Aim of the exercise: Exactly as written, give back every record below.

Given data:
PR #2468, opened 2021-03-30
Update styling sidebar button

VWSCoronaDashboard14:
Small padding update on the buttons in the sidebar

### DIFF
--- a/packages/app/src/components-styled/aside/menu.tsx
+++ b/packages/app/src/components-styled/aside/menu.tsx
@@ -26,12 +26,14 @@ export function Menu({ children }: { children: ReactNode }) {
 export function CategoryMenu({
   title,
   children,
+  isSmallPaddingTop,
 }: {
   title: string;
   children: ReactNode;
+  isSmallPaddingTop?: boolean;
 }) {
   return (
-    <Box as="li" spacing={3} pt={5}>
+    <Box as="li" spacing={3} pt={isSmallPaddingTop ? 4 : 5}>
       <Category>{title}</Category>
       <Menu>{children}</Menu>
     </Box>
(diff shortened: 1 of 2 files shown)


packages/app/src/components-styled/aside/menu.tsx
```diff
@@ -26,12 +26,14 @@ export function Menu({ children }: { children: ReactNode }) {
 export function CategoryMenu({
   title,
   children,
+  isSmallPaddingTop,
```
VWSCoronaDashboard1, line 29: nit: call this `hasSmallTopPadding`

VWSCoronaDashboard1 (approved):

packages/app/src/components-styled/aside/menu.tsx
VWSCoronaDashboard8: I suspect that the small padding is a result of something else? Like isFirstChild or something... Maybe you can come up with a name that indicates _why_ it is different (regardless of padding)

VWSCoronaDashboard8 (approved):

packages/app/src/components-styled/aside/menu.tsx
VWSCoronaDashboard14: @VWSCoronaDashboard8 there isn't much special going on with first-child. The default is 5 for that component but was asked to reduce it to 4 on the national layout for the first item to match with the new buttons a bit better.

VWSCoronaDashboard8: First child was just a guess. If it only applies to the first item I would still call it something like isFirstItem, because that tells you more about the context than hasSmallPaddingTop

Solution:
PR #2468, opened 2021-03-30
Update styling sidebar button

VWSCoronaDashboard14:
Small padding update on the buttons in the sidebar

### DIFF
--- a/packages/app/src/components-styled/aside/menu.tsx
+++ b/packages/app/src/components-styled/aside/menu.tsx
@@ -26,12 +26,14 @@ export function Menu({ children }: { children: ReactNode }) {
 export function CategoryMenu({
   title,
   children,
+  isSmallPaddingTop,
 }: {
   title: string;
   children: ReactNode;
+  isSmallPaddingTop?: boolean;
 }) {
   return (
-    <Box as="li" spacing={3} pt={5}>
+    <Box as="li" spacing={3} pt={isSmallPaddingTop ? 4 : 5}>
       <Category>{title}</Category>
       <Menu>{children}</Menu>
     </Box>
(diff shortened: 1 of 2 files shown)


packages/app/src/components-styled/aside/menu.tsx
```diff
@@ -26,12 +26,14 @@ export function Menu({ children }: { children: ReactNode }) {
 export function CategoryMenu({
   title,
   children,
+  isSmallPaddingTop,
```
VWSCoronaDashboard1, line 29: nit: call this `hasSmallTopPadding`

VWSCoronaDashboard1 (approved):

packages/app/src/components-styled/aside/menu.tsx
VWSCoronaDashboard8: I suspect that the small padding is a result of something else? Like isFirstChild or something... Maybe you can come up with a name that indicates _why_ it is different (regardless of padding)

VWSCoronaDashboard8 (approved):

packages/app/src/components-styled/aside/menu.tsx
VWSCoronaDashboard14: @VWSCoronaDashboard8 there isn't much special going on with first-child. The default is 5 for that component but was asked to reduce it to 4 on the national layout for the first item to match with the new buttons a bit better.

VWSCoronaDashboard8: First child was just a guess. If it only applies to the first item I would still call it something like isFirstItem, because that tells you more about the context than hasSmallPaddingTop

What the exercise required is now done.